Linguistics useless and obscure? Think again!

So, the other day I came across this tweet, which led me to this brilliant blog post:

You want to write better foreign language curriculum, help stroke sufferers and autistic children communicate better, or create literacy programs. Who you gonna call? The Ghost Busters?

You want to revive a dead language, invent a language for your fictional universe (see: Elvish, Klingon, or Simlish), or solve an ancient mystery. You want to coach your American actor to sound like he’s from Liverpool, help people with stigmatized accents or dialects learn a more standard and accepted variety, or figure out if men and women really are from Mars and Venus and can’t communicate and, if so, why not. You want to write a spell-check program, build a machine that will pass the Turing Test, or design an interactive online dictionary, complete with audio clips. You want to create voice activation software for your GPS or cell phone, write a program that automatically transcribes live TV broadcasts into closed captioning, or make a better customer service hotline that actually understands your requests.
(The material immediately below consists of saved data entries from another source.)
Issue #6712, opened 2024-03-19
Add drmemtrace replay-as-traced support to record_scheduler_t


derekbruening:
Trying to use record_filter running as-traced on a smallish app based on the threadsig sample fails:
```
Encoding size 9 != instr size 3 for PC 0x7ffa29f26ba9
```

```
[scheduler] next_record[6]: from 2 @1710797586236606: type=10 size=2 addr=0x7ffa2b0582fc
[scheduler] next_record[6]: from 2 @1710797586236631: type=47 size=6 addr=0x12c840f
[scheduler] next_record[6]: waiting because timestamp 13355270234506704 is ahead of output 0
[scheduler] next_record[6]: replay segment in=2 (@909) type=0 start=876 end=909
next_record[7]: from 2 @1710797586238158: next_record[3]: from 4 @1710797586238082: [scheduler] [record_filter] next_record[6]: advancing to input 3 instr #0
next_record[6]: replay segment in=3 (@0) type=0 start=0 end=-1
next_record[6]: from 3 @1710797586237492: type=25 size=0 addr=0x6
next_record[0]: from 1 @1710797586238563: next_record[6]: from 3 @1710797586238516: type=28 size=2 addr=0x2f728c2a350003
next_record[6]: from 3 @1710797586238712: type=28 size=9 addr=0xe40
[scheduler] next_record[6]: from 3 @1710797586238981: type=22 size=4 addr=0x41194
[scheduler] next_record[6]: from 3 @1710797586239016: type=24 size=4 addr=0x4115c
[scheduler] next_record[6]: from 3 @1710797586239212: type=28 size=10 addr=0x40
[scheduler] [scheduler] next_record[6]: from 3 @1710797586239336: type=28 size=20 addr=0x989680
[record_filter] [scheduler] next_record[6]: from 3 @1710797586239495: type=28 size=18 addr=0x1000
[scheduler] next_record[6]: from 3 @1710797586239827: [record_filter] type=28 size=2 addr=0x2f728c2a3505d0
[scheduler] next_record[3]: from 4 @1710797586239853: next_record[6]: from 3 @1710797586239920: type=28 size=3 addr=0x7
[scheduler] next_record[6]: from 3 @1710797586240088: type=47 size=3 addr=0xc08548
[scheduler] next_record[6]: from 3 @1710797586240206: type=10 size=3 addr=0x7ffa29f26ba9
```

You want to know what the limits of human cognition are, trace human migration patterns, or figure out what the first language ever spoken was. You want to document a dying culture and preserve a bit of human history and a unique world view, but the tribe only speaks an unknown language and has no written tradition. You want to know why babelfish is so damn bad at translating, and, more importantly, what we can do to improve it. Aliens just landed and have a completely unknown communication system, but you want to make peace with them before they pull out their ray guns. Who the fuck are you going to call now?

People use language every single day. Why can’t they accept that they need linguistics every single day?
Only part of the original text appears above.